[[ Given data, beginning ]]

PR #1534, opened 2021-04-01
Fix IDEA-247575 Parameter names aren't used in method body when debug info is absent

Maccimo:
Fix for [IDEA-247575](https://youtrack.jetbrains.com/issue/IDEA-247575) Parameter names aren't used in method body when debug info is absent


trespasserw:
Sorry for the late reply.

I'm going to implement the fix the other way, because it amends the one made earlier that turned out to be incomplete. Have one question though: in your code, the `MethodParameters` attribute prevails over debug info. Are there any particular reasons for that? I'd rather make the other way around, because debug info is more extensive.

Maccimo:
> Sorry for the late reply.
> 
> I'm going to implement the fix the other way, because it amends the one made earlier that turned out to be incomplete. Have one question though: in your code, the `MethodParameters` attribute prevails over debug info. Are there any particular reasons for that? I'd rather make the other way around, because debug info is more extensive.

Debug info is not required for program execution in general and therefore it is often stripped or trashed by ProGuard, obfuscators, etc.  
In contrast, `MethodParameters` is designed to be available in runtime via `java.lang.reflect.Parameter` and stripping or trashing them may lead to program failure.
So `MethodParameters` looks more autрoritative source for me.

trespasserw:
So, while `MethodParameters` might be more autoritative, I'd argue that debug information is used more often. Anyway, the current implementation is able to use both sources and seem to work reasonably well.

Thanks!

PR #1536, opened 2021-04-06
Fix IDEABKL-8006 IDE hangs when decompiling class which is its own superclass

Maccimo:
Fix for [IDEABKL-8006](https://youtrack.jetbrains.com/issue/IDEABKL-8006) IDE hangs when decompiling class which is its own superclass.


gorrus:
Merged into master, thanks for your contribution!

PR #1538, opened 2021-04-19
[bug] fix a bug about multiple declarations of a same variable in decompile output.

XenoAmess:
Just a bug report today.

Will fix it when I have time.


XenoAmess:
Fixed one of the bugs, and decided to split another bug into another pr.

After all they are two different bugs.

As I'm really new to the decompiler codes, I cannot say my changes are totally 100% correct, so please take special care.

Thanks.

XenoAmess:
any news?

XenoAmess:
any news?

trespasserw:
Sorry for the late reply. The decompiler is a rather tricky piece of code, which requires some time to dig in.

I've merged the fix, but replaced test code with examples from relevant YouTrack tickets, because yours produce spellchecker complaints.

PR #1540, opened 2021-04-20
[bug] show a bug about generic wildcard function return type in decompiler

XenoAmess:
I will fix it some day,sooner or later, but not today.
Just, have no enough time...I need sleep.


XenoAmess:
any news?

trespasserw:
Thanks, but at this point, I don't see much sense in adding a failng test. JetBrains uses [YouTrack](https://youtrack.jetbrains.com) for bug reporting; this particular one looks similar to [IDEA-166071](https://youtrack.jetbrains.com/issue/IDEA-166071).

XenoAmess:
> Thanks, but at this point, I don't see much sense in adding a failng test. JetBrains uses [YouTrack](https://youtrack.jetbrains.com) for bug reporting; this particular one looks similar to [IDEA-166071](https://youtrack.jetbrains.com/issue/IDEA-166071).

get it.

I'm a person who like to solve questions one by one, so as the last bug is fixed and checked last week, I will try if I can solve this one.

will close this pr for now.

PR #1719, opened 2021-09-10
FIR/UAST: commonize multi/resolve/api tests

jsjeon:
In addition to tests that compare generated golden files regarding UAST render, log, identifier, reference name, types, or values, there are tests that directly call UAST APIs regarding (multi) resolutions, constant evaluation, parameter lookup, etc. This PR commonizes such tests so that we can check if API behavior/results from FIR UAST match those from FE 1.0 UAST.

This is kind of mechanical refactoring. For those failing tests in FIR UAST, I just left several TODOs with shallow investigations. On the bright side, we have more passing tests/assertions than failing ones. :) Also, these help us (or me) identify what to do next.


plugins/kotlin/uast/uast-kotlin-fir/test/org/jetbrains/kotlin/idea/fir/uast/FirUastApiTest.kt
```diff
@@ -33,6 +33,146 @@ open class FirUastApiTest : AbstractFirUastTest() {
...
+            doCheck("uast-kotlin/testData/Anonymous.kt", ::checkCallbackForAnonymous)
+        }
+
+        @TestMetadata("TypeAliases.kt")
+        fun testTypeAliases() {
+            doCheck("uast-kotlin/testData/TypeAliases.kt", ::checkCallbackForTypeAliases)
+        }
+
+// TODO: vararg, arrayOf call inside annotation
+//        @TestMetadata("AnnotationComplex.kt")
```
darthorimar, line 127: What do you think about storing `// FIR_IGNORE` directive inside testdata file instead of directly commenting out each test?

plugins/kotlin/uast/uast-kotlin-base/test/org/jetbrains/uast/test/common/kotlin/UastResolveApiFixtureTestBase.kt
```diff
@@ -64,25 +58,29 @@ class KotlinUastResolveApiTest : KotlinLightCodeInsightFixtureTestCase() {
...
         val resolvedDeclaration = functionCall.multiResolve()
         val resolvedDeclarationsStrings = resolvedDeclaration.map { it.element.text ?: "<null>" }
-        assertContainsElements(
-            resolvedDeclarationsStrings,
-            "fun foo(): Int = TODO()",
-            "fun foo(a: Int): Int = TODO()",
-            "fun foo(a: Int, b: Int): Int = TODO()"
-        )
+        // TODO: multiResolve
+        if (!isFirUastPlugin) {
```
darthorimar, line 62: I do not like this approach with a lot of `if (!isFirUastPlugin) { assertSmth() }` in  tests. It does not seem to be very flexible and does not allow to easily find out that some functionality started to work.

What do you think about muting non-passing tests on the `FirUastResolveApiFixtureTest.test*` side? Something like 
```
 fun testMultiResolve() {
   considerFialing {
     checkMultiResolve(myFixture)
  }
}
```
Where `considerFailing` also checks if test started to pass. 

Actually I'm for the generated tests based on a testdata as they are more well structured and can handle such cases well. But considering that there are already a lot of non-generated tests, that approach should work too.

plugins/kotlin/uast/uast-kotlin-fir/test/org/jetbrains/kotlin/idea/fir/uast/FirUastApiTest.kt
```diff
@@ -33,6 +33,146 @@ open class FirUastApiTest : AbstractFirUastTest() {
             // Bogus
         }
 
+        @TestMetadata("AnnotationParameters.kt")
```
darthorimar, line 36: This test suit looks very similar to a generated one but it is not. Maybe it can be generated? :)

darthorimar (changes requested):

plugins/kotlin/uast/uast-kotlin-fir/test/org/jetbrains/kotlin/idea/fir/uast/FirUastApiTest.kt
jsjeon: We've tried that directive before, and it turned out that such addition will alter the render, in particular, hash value inside local variables, which depends on line number or text location. So, I'd rather avoid changing (seemingly) unrelated things.

But, this reminds me of where to put the logic to handle failures, thanks.

plugins/kotlin/uast/uast-kotlin-base/test/org/jetbrains/uast/test/common/kotlin/UastResolveApiFixtureTestBase.kt
jsjeon: I also noticed that this won't raise a flag if things start to work, thanks for pointing that out.

Added one more commit that removes plugin-specific assertions and rather adds a logic to check if it is expected to fail or notify users to fix whitelist.

plugins/kotlin/uast/uast-kotlin-fir/test/org/jetbrains/kotlin/idea/fir/uast/FirUastApiTest.kt
jsjeon: That's because I (manually) mimic generated tests so that we can easily go to the test input from test run panel. :)

Hm, regarding making it generated, resolve/api tests exercise different surfaces/aspect of APIs per test input; there won't be a unified output; plus, not all test inputs are used. So, I'm not sure what we can get from automation...

darthorimar: Got it

plugins/kotlin/uast/uast-kotlin-fir/test/org/jetbrains/kotlin/idea/fir/uast/FirUastApiTest.kt
darthorimar: Hm, will adding `// FIR_IGNORE` to the end of the tesdata file will break the line numbers/hashes? The same approach is used in find usages tests where line numbers are also important

jsjeon: Oh...... bottom of the testdata file... 🤦  Yeah, that should work.

Well, I put a whitelist in FIR UAST, along with short investigation notes. I can do the same, like putting some notes after `// FIR_IGNORE`. I can use that later. :)

One thing I'm worried is, the same testdata file is used by a number of test suites, which may use the same directive-based filtering. Adding that directive may affect all of those tests?

darthorimar: > Adding that directive may affect all of those tests?
it may. In that case, let's leave as it is now.

darthorimar (approved):

darthorimar:
Merged, thank you!

PR #1721, opened 2021-09-11
KTIJ-19591 'Property could be private' causes compile error when property is used in annotation

t-kameyama:
https://youtrack.jetbrains.com/issue/KTIJ-19591


dimonchik0036 (approved):
Thanks! Merged manually

PR #1722, opened 2021-09-11
KTIJ-18325 ReplaceWith quickfix changes receiver variable to `this` for generic function call with `out` type parameter

t-kameyama:
https://youtrack.jetbrains.com/issue/KTIJ-18325


dimonchik0036 (approved):
Thanks! Merged manually

PR #1723, opened 2021-09-13
FIR/UAST: type-aware constant conversion

jsjeon:
This is based on #1719, and only last two commits are additional.

In FIR, constant value is encoded as `long` value, along with value kind. We should not use the value as-is; rather, we need to convert to the target/expected type. Otherwise, everything will look like `42L`. This can be done in FIR UAST, but maybe better to be in FIR IDE HL API: [KOTLIN-CR-193](https://kotlin.jetbrains.space/p/kotlin/reviews/193/).

While working on it, I found FE 1.0 UAST didn't do a similar thing. Since it already uses type-based constant conversion util, all we need are just to load the type of expression and use that as a hint.


darthorimar:
Let's keep `toConst` in the Analysis API

darthorimar (approved):

darthorimar:
Merged, thank you!

PR #1726, opened 2021-09-14
FIR UAST: implement/fix argument retrieval/conversion

jsjeon:
This is on top of #1723, and only last three commits are additional.

From the commonized API tests, I found there is a good test that exercises base service's `getArgumentForParameter`, which is used by `UCallExpression`. 1st commit implements a missing part in FIR UAST. The idea is, we can retrieve the parameter index/order from the resolved call target, and then we can retrieve the matched argument or `vararg` arguments from `argumentMapping`.

That reminded me of a missing part of `vararg` handling in argument conversion. 2nd commit revisits and fixes that.

While comparing affected test data, I noticed only one diff is left in `AnnotationParameter` test input. It turns out that, in FIR, `arrayOf` call variants in annotations are desugared to `FirArrayOfCall`, instead of regular `FirCall`. [KOTLIN-CR-194](https://kotlin.jetbrains.space/p/kotlin/reviews/194/) adds a resolution for that to HL API, and the last commit is about corresponding test updates.


darthorimar:
Merged, thank you!

PR #1727, opened 2021-09-14
Read java.class.path unconditionally

gharrma:
There are some development environments in which (1) the
lib/classpath.txt file exists *and* (2) certain plugins need to be
loaded from the Java classpath rather than from the plugins directory.

Thus java.class.path should always be added in the bootstrap
classloader, even if lib/classpath.txt exists. Any duplicates
between the two are already filtered out.

Issue link: https://youtrack.jetbrains.com/issue/IDEA-278177

cc @develar


develar:
Apologies for missing this PR earlier. It should be obsolete by now.

PR #1729, opened 2021-09-16
KTIJ-19674 "Redundant qualifier name" should work for supertype entries and annotations

t-kameyama:
https://youtrack.jetbrains.com/issue/KTIJ-19674


dimonchik0036 (approved):
Thanks! Merged manually

PR #1731, opened 2021-09-16
IDEA-258738: Double click doesn't select a word if it includes a sear…

wuxuanqicn:
`SearchResults#caretPositionChanged()` called after `SelectionModelImpl#fireSelectionChanged()` which repaint selection result properly, call `myEditor.getSelectionModel().removeSelection()` in `SearchResults#caretPositionChanged()` is inappropriate.

`notifyCursorMoved();` is redundant too, introduce the indicator problem reported in [IDEA-272238](https://youtrack.jetbrains.com/issue/IDEA-272238)


yole:
Note that this proposed fix would regress the fix for another issue, https://youtrack.jetbrains.com/issue/IDEA-256943, so the problem needs to be fixed differently in any case.

PR #1732, opened 2021-09-16
FIR UAST: handle annotation in annotation

jsjeon:
The motivation was an API test for `AnnotationComplex.kt` where annotation is used as annotation value in various forms.

First, unlike annotation call:
```kt
@Annotation(...) // annotation call
class C
```
which is parsed as `KtAnnotationEntry`, which is in turn abstracted as `KtAnnotationCall`, annotation as an annotation value:
```kt
annotation class Annotation(val anno: OtherAnnotation)

@Annotation(<expr>OtherAnnotation(...)</expr>) // function call to ctor
class C
```
is a regular function call. 1st commit in [KOTLIN-CR-198](https://kotlin.jetbrains.space/p/kotlin/reviews/198/) showcases those resolved calls. FIR UAST has unnecessarily strong restriction about annotation handling, and 1st commit in this PR addresses that. (2nd commit is a simple improvement while debugging the test.)

FIR IDE and FIR LC don't model not only annotations in annotations, but other kinds of annotation values, such as enum entry or array of allowed types. 3rd and 4th commits in [KOTLIN-CR-198](https://kotlin.jetbrains.space/p/kotlin/reviews/198/) add abstractions and conversions in FIR IDE and LC, respectively. While doing so, constant value returned from constant provider in Analysis API is changed. 3rd commit in this PR changes API usage.

One thing that's noteworthy is, the key of FIR LC change (which affects FIR IDE as well) is `kotlinOrigin`. Without that, a literal could trigger the conversion from UAST Java plugin, not Kotlin one.

2nd commit in [KOTLIN-CR-198](https://kotlin.jetbrains.space/p/kotlin/reviews/198/) and 4th commit in this PR are about weakening conditions to lookup nested annotation. In FE 1.0 LC util and FE 1.0 UAST, a specific class name is used, and aforementioned commits replace it with a common ancestor.

At last, the test passed, but the whitelist logic didn't notify that. And... that's because notification (via assertion error) is caught and then silently ignored. 🤦  With the fix in 5th commit in this PR, we found that one more API test is passing (guess it's also due to various `kotlinOrigin` additions and array annotation value support); and parent conversion in identifier tests is identical to FE 1.0 UAST. 🎉

### DIFF
--- a/plugins/kotlin/uast/uast-kotlin-base/src/org/jetbrains/uast/kotlin/BaseKotlinConverter.kt
+++ b/plugins/kotlin/uast/uast-kotlin-base/src/org/jetbrains/uast/kotlin/BaseKotlinConverter.kt
@@ -197,8 +197,10 @@ interface BaseKotlinConverter {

[[ Given data, end ]]

*Problem to work on*. Collect the lines of the data that carry the word "regular".

*Response to this task*.
While comparing affected test data, I noticed only one diff is left in `AnnotationParameter` test input. It turns out that, in FIR, `arrayOf` call variants in annotations are desugared to `FirArrayOfCall`, instead of regular `FirCall`. [KOTLIN-CR-194](https://kotlin.jetbrains.space/p/kotlin/reviews/194/) adds a resolution for that to HL API, and the last commit is about corresponding test updates.
is a regular function call. 1st commit in [KOTLIN-CR-198](https://kotlin.jetbrains.space/p/kotlin/reviews/198/) showcases those resolved calls. FIR UAST has unnecessarily strong restriction about annotation handling, and 1st commit in this PR addresses that. (2nd commit is a simple improvement while debugging the test.)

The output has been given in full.